# 29 gallon tank problems



## PlecoJello87 (Jul 31, 2014)

Hello

I am new to fishkeeping. I have a 29 gallon tank that was started 5 weeks ago. I have 6 cardinal tetras, 3 cherry barbs, 2 bandit cory, a 2" clown pleco 1.5" BN and 1.5" albino BN.

I have had a problem with fish dying. I originally had 4 tigers barbs instead of cardinals. They all died. That was probably because I added fish too quickly before my tank cycled. Now that I have these fish in there and my tank is cycled I have had a problem with bronze and bandit cories dying. Are they sensitive to water conditions? I have had a problem with the water getting cloudy quickly (like 5 days) and the Amazon Sword plant I have is dying. I use the test strips and it doesnt seem to show anything is off. 

I think my thermometer (a cheap $3 one) doesn't work correctly. It usually reads 65-70F but the water feels warm and the current occupants are doing fine.

In the past few days I've been feeding them about half as much as I was. I'd like to solve this problem as I have ordered a small striped raphael and a small spotted raphael. I plan to get a 2nd tank (55 or 75) and move the clown pleco and a raphael out of this one.

Also I imagine if I can get the problem fixed I can add either 6 more cardinals or 6 emperor tetras.


----------



## swimwiththefishes (Jul 31, 2014)

PlecoJello87 said:


> Hello
> 
> I am new to fishkeeping. I have a 29 gallon tank that was started 5 weeks ago. I have 6 cardinal tetras, 3 cherry barbs, 2 bandit cory, a 2" clown pleco 1.5" BN and 1.5" albino BN.
> 
> ...


Howdy,
I am new here and what i say is just my opinion, Im going to look at this objectively as i to have a NEW 30 and have fish in the tank while im cycling.
ok...for me...as soon as you doubt your equipment start there! 
#1 Small investment i have the lame sticky thermo (glass) and internal thermo prolly like 3 bucks as well i watch both and compare frequently. 
#2 WQ monitoring (test strips are better than nothing) but I would recommend getting the kit (vials) way more accurate 30 bucks if whatever equipment you are using isnt giving you the facts its basically decoration and or make believe and you CAN NOT effectively manage the tank.
Starting with that then you can effectively determine and or deduce why certain things are happening. I always tend to work through steps till i reach the problem then try and find the solution. 
*(IF NOT SURE on Accuracy of WQ....take a sample to LFS and get it tested and compare with the results you are getting)
* (if a plant is dying in the tank and your readings are normal I would say something is not right TEST wise)
Thats all i can say at this time Start at the Heart and work forward. when you can confirm and can say NO this water is fine than move forward with trouble shooting. But for me I would start with basics. CONFIRM WQ! do water change.

cheers


----------



## susankat (Nov 15, 2008)

Welcome to the forum.

Best place to start would be at least 50% water change since you don't state what your parameters are.

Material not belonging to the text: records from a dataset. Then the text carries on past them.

PR #532, opened 2016-03-30
Change slug routing to id based routing

### LINKED ISSUE #531: Use id based routing throughout the app
Although the intention of having pretty urls is nice, it's caused way more trouble for us than it's worth. Let's move to a simpler, `id` based routing system.

The default routes for all resources should be based on `id`s.
1. Implement `id` based routes for all resources
2. Make sure slug based routes redirect to their new id based coutnerparts
3. (optional) As a follow-up, bring slug based routes back with user configured slugs rather than auto-generated slugs.

sahilshekhawat:
Default routes are id based while supporting slug based routes as well.
At this point, not redirecting to id based routes from slug based ones,
Need to discuss it with others.

Fixes #531


sahilshekhawat:
Right now, we don't have routes tests. Should I add them here or create a separate PR?

dinever:
@johndbritton I wonder if we should use a 301 redirection to redirect `slug` based routes to `id` based routes, or just showing users the page when they use `slug` based routes.

sahilshekhawat:
Yes, that exactly what i wanted to discuss. We can redirect to just show page with slug based routing.

tarebyte:
@sahilshekhawat @dinever personally I'd prefer a redirect just to let the user know what is going on in the application.

sahilshekhawat:
How can i fix linter error ``Class has too many lines`` for ``OrganizationController``?

tarebyte:
@sahilshekhawat looks like there is some duplication in the controller.

You can remove https://github.com/education/classroom/blob/72ae0d125999d8e09b14dca7de7eb74f316546e7/app/controllers/organizations_controller.rb#L77-L85

Since it is also written here https://github.com/education/classroom/blob/72ae0d125999d8e09b14dca7de7eb74f316546e7/app/controllers/concerns/organization_authorization.rb#L8-L16

sahilshekhawat:
I am not sure why it is redirecting to ``/login`` in tests. Maybe user is not logged in?

sahilshekhawat:
Something weird is happening here, as soon I change description in ``it`` block of a passing test, classroom redirects requests to ``/login`` (user is not logged in) and the test fails. Any clue as to why this might happen?

cyhsutw:
Probably an issue with cassettes. Try to reset them and see if it works.

tarebyte:
@sahilshekhawat just confirmed @cyhsutw suggestion you need to recreate the cassettes

app/controllers/assignments_controller.rb
```diff
@@ -61,7 +61,10 @@ def new_assignment_params
   end
 
   def set_assignment
+    @assignment = @organization.assignments.find_by!(id: params[:id])
+  rescue ActiveRecord::RecordNotFound
     @assignment = @organization.assignments.find_by!(slug: params[:id])
+    redirect_to action: params[:action], id: @assignment.id, organization_id: params[:organization_id]
```
tarebyte: be default `redirect_to` is a `302` Found status.

Let's make this a `301` Permanently moved because this is a permanent change.

You can do this by.

```ruby
redirect_to action: params[:action], id: @assignment.id, organization_id: params[:organization_id], status: 302
```

sahilshekhawat: Done.

sahilshekhawat:
Can someone help me out here. I am having trouble with cassettes, I deleted all cassettes so that they can be created again but then almost all of tests failed. Looks like newly created cassettes are causing tests to fail.

tarebyte:
@sahilshekhawat are the tests failing in the same way or in a different way?

sahilshekhawat:
In the same way, redirecting to /login

sahilshekhawat:
Okay, some of the points that i found are:

1. Not an cassettes issue, although tests were passing due to cassettes.
2. Turned off cassettes by adding:``WebMock.allow_net_connect!`` and ``VCR.turn_off!(:ignore_cassettes => true)`` to ``vcr.rb`` and results are same as with newly created cassettes.

3. Tests with same setting are failing in master too in same way, therefore, nothing specific to this PR.
4. Issue is with login. Somehow user is not able to log in inside tests and therefore, all the requests are being redirected to ``/login`` raising errors.

tarebyte:
@sahilshekhawat can you push up what you have and I can take a look?

sahilshekhawat:
Pushed and its failing due to bad credentials.

tarebyte:
did you push to your remote?

sahilshekhawat:
yeah, to this branch. https://github.com/education/classroom/pull/532/files#diff-7d1f3e8a2258c6af4e3ce66a24435766R88

https://travis-ci.org/education/classroom/builds/119872253#L567

tarebyte:
@sahilshekhawat that looks like something on our end not yours

sahilshekhawat:
Can someone please recreate cassettes in master on their local machine and check if its just me with failing tests?

tarebyte:
@sahilshekhawat I fixed your issues in a PR here: https://github.com/sahilshekhawat/classroom/pull/1

Let me know what you think.

spec/models/group_assignment_spec.rb
```diff
@@ -44,6 +44,22 @@
...
+        create(:group_assignment, organization: organization, title: 'new')
+      end.to raise_error(ActiveRecord::RecordInvalid, 'Validation failed: Your assignment title is reserved')
+    end
+
+    it 'ensures RecordInvalid error when GroupAssignment title is \'update\'' do
+      expect do
+        create(:group_assignment, organization: organization, title: 'update')
+      end.to raise_error(ActiveRecord::RecordInvalid, 'Validation failed: Your assignment title is reserved')
+    end
+  end
```
tarebyte: I think this can be made into a single test.

```ruby
describe 'exclusion of reserved words from exclusion from title' do
  let(:organization) { create(:organization) }
  it 'will not save if using an action_method as the title' do
    GroupAssignmentsController.action_methods.to_a.each do |action_method|
      expect do
        create(:group_assignment, organization: organization, title: action_method)
      end.to raise_error(ActiveRecord::RecordInvalid, 'Validation failed: Your assignment title is reserved')
    end  
  end
end
```

spec/models/assignment_spec.rb
```diff
@@ -48,6 +48,22 @@
...
+        create(:assignment, organization: organization, title: 'new')
+      end.to raise_error(ActiveRecord::RecordInvalid, 'Validation failed: Your assignment title is reserved')
+    end
+
+    it 'ensures RecordInvalid error when Assignment title is \'update\'' do
+      expect do
+        create(:assignment, organization: organization, title: 'update')
+      end.to raise_error(ActiveRecord::RecordInvalid, 'Validation failed: Your assignment title is reserved')
+    end
+  end
```
tarebyte: Ditto https://github.com/education/classroom/pull/532/files#r58292255

spec/models/group_assignment_spec.rb
sahilshekhawat: Thats smart :+1: Thanks

sahilshekhawat: I apologize but this is leftover from my other branch. Removing this in favor of id based routing.

sahilshekhawat:
@tarebyte I think its mergeable. Let me know if there is something I missed.

johndbritton:
@sahilshekhawat I had a chat with @tarebyte about this and we agreed that the ideal routing isn't based on ids but based on login, ie `education.github.com/org_login`. The problem we face is that org logins can change.

My recommendation is to map out all the potential routes for one particular organization in the most ideal way possible and then we can spend some time figuring out how to make it work.

As a fallback, we can use id based routing, but the best user experience will be based on login, similar to how GitHub works. The current routing (id + title) isn't as nice as either of these solutions.

sahilshekhawat:
@johndbritton Awesome! :+1:  I was always more inclined to login based routing. I really like how Github handles it. There are many advantages of having the same routing as Github.

>The problem we face is that org logins can change.

If one change Organization name from Github, are we capable of dealing with it? If yes, then we can change routing based on that. If not, we can ask user that organization is not found and enter name/url of the organization and routes gets updates then and there. Let me know if I am missing something. Also, I will raise another PR with login based routing. You can close this one whenever you like. :smiley_cat:

johndbritton:
> If one change Organization name from Github, are we capable of dealing with it?

I think that's the crux of the issue we need to solve. If we had a good solution for this I think we would have gone with routing based on login from the beginning.

The simplest solution I can think of is to add a route that matches on login and use the login to hit the GitHub API and find the `github_id` to then load the appropriate classroom from the DB.

When generating URLs, we'd have to do the same thing in reverse: request the organization from the API using `github_id` and use the login in the response to generate the url.

The nice thing is that we cache API requests and can inspect the ETags header to avoid ratelimiting and keep it performant.

tarebyte:
Closing this due to staleness, but we can revisit this if we want.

Get yourself a liquid test kit and until then take a sample to your lfs and have it tested, write those numbers down. You want actual numbers for ph, ammonia, nitrites and nitrates. Post them here in this thread.

Get a new thermometer sounds like the one you have is in default. $3 ones are fine but as with anything else it could be bad.

What is your maintenance schedule? Water changes percentage is based on your parameter readings but should be done weekly.

Do not put any rapheals into that tank. They will outgrow it pretty fast. Wait till you get a 75 gal at least. I had 3 striped rapheals that were 10 inches each.

I would suspect the deaths that you are experiencing is from the fish going through the cycling process which without a lot of water changes is poisonous to fish.


----------



## coralbandit (Jul 29, 2012)

I agree with ^^^.
Get a decent (still cheap) glass thermometer that floats in the water.The stick on glass type can actually be effected by room temp.
Your Temp should not be swinging like it is (5 degrees is a lot to change regulary).
Possibly you need a larger heater so the temp can be maintained properly.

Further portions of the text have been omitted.